Qualcomm and Apple Make Peace, Agree to Drop All Litigation
Qualcomm and Apple today announced an agreement to dismiss all litigation between the two companies worldwide.
The settlement includes an unknown payment from Apple to Qualcomm. The companies also have reached a six-year license agreement, effective as of April 1, 2019, including a two-year option to extend, and a multiyear chipset supply agreement. This supply agreement could include Qualcomm's 5G chips, although the companies have not confirm this.
All the litigation between the companies around the world will be dismissed.
The two companies have been in a legal battle over billions of dollars of technology licensing fees that had threatened to reshape the chipmaker’s business.
The two sides began a jury trial Monday in San Diego that was to decide whether Apple owed Qualcomm unpaid royalties or the iPhone maker was right to argue that it was the victim of unfairly inflated charges.
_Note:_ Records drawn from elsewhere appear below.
PR #3247, opened 2026-03-23
cputime optimize for arm64

dwh110:

Issue Number: n/a

Problem Summary: cpugettime optimize for ARM64

Changed:
  detail::invariant_cpu_freq value get  by CNTFRQ_EL0

Side effects:
- Performance effects:   

- Breaking backward compatibility: 无

---
### Check List:


src/butil/time.h
```diff
@@ -279,7 +279,7 @@ extern int64_t invariant_cpu_freq;
 // note: Inlining shortens time cost per-call for 15ns in a loop of many
 //       calls to this function.
 inline int64_t cpuwide_time_ns() {
-#if !defined(BAIDU_INTERNAL)
+#if !defined(BAIDU_INTERNAL) && !defined(__aarch64__)
```
wasphin: `BAIDU_INTERNAL` and `__aarch64__` are options at different dimensions. It is not recommended to combine them in a single conditional directive simply because the same code could be reused.

In addition, please also consider whether BAIDU_INTERNAL still needs to be retained. cc @wwbmmm

src/butil/time.cpp
```diff
@@ -152,7 +152,17 @@ int64_t read_invariant_cpu_frequency() {
...
 }
 
-int64_t invariant_cpu_freq = -1;
+static int64_t init_invariant_cpu_freq() {
+    int64_t base_freq_hz = -1;
+#if defined(__aarch64__)
+    __asm__ __volatile__("mrs %0, CNTFRQ_EL0" : "=r"(base_freq_hz));
+#else
+    base_freq_hz = detail::read_invariant_cpu_frequency();
+#endif
```
wasphin: Would it be better to just implement inside function `read_invariant_cpu_frequency`?

src/butil/time.h
wwbmmm: I don't know. Perhaps we can create a PR to remove all BAIDU_INTERNAL code, but in this PR I suggest to keep compatibility.

dwh110:
@wwbmmm  @wasphin  Could you help take a look at how to resolve this?
image

dwh110:
@wwbmmm @wasphin  please check it, looking forward to merging it into the main branch.

wwbmmm:
LGTM

src/butil/time.h
chenBright: Add a macro switch, such as BUTIL_USE_CPU_FREQUENCY, to let users choose whether to enable it instead of enabling it by default on arm64.

chenBright (approved):

src/butil/time.h
dwh110: @chenBright  Add the macro switch BUTIL_USE_CPU_FREQUENCY while preserving the original default behavior for ARM64

chenBright (changes requested):
The build script needs to support enabling `BUTIL_USE_CPU_FREQUENCY`, see `BRPC_WITH_GLOG`.

dwh110:
> The build script needs to support enabling `BUTIL_USE_CPU_FREQUENCY`, see `BRPC_WITH_GLOG`.

@chenBright OK，Referenced `BRPC_WITH_GLOG` for the following adaptations：
1、Activation options: CMake -DWITH_CPU_FREQUENCY=ON, Bazel --define BUTIL_USE_CPU_FREQUENCY=true, script argument --with-cpu-frequency.
2、Disabled by default for consistent legacy behavior.

dwh110:
@chenBright  pls review again，tks

wasphin:
LGTM

chenBright (approved):
LGTM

Qualcomm is still waiting for a federal judge’s ruling on claims by the U.S. Federal Trade Commission that the company’s licensing practices are anti-competitive. The regulator accused Qualcomm in a 2017 lawsuit of using its dominance in the smartphone technology market to thwart competitors’ growth and force companies including Apple and Huawei Technologies to pay inflated patent royalties. A nonjury trial in San Jose, California, was held in January.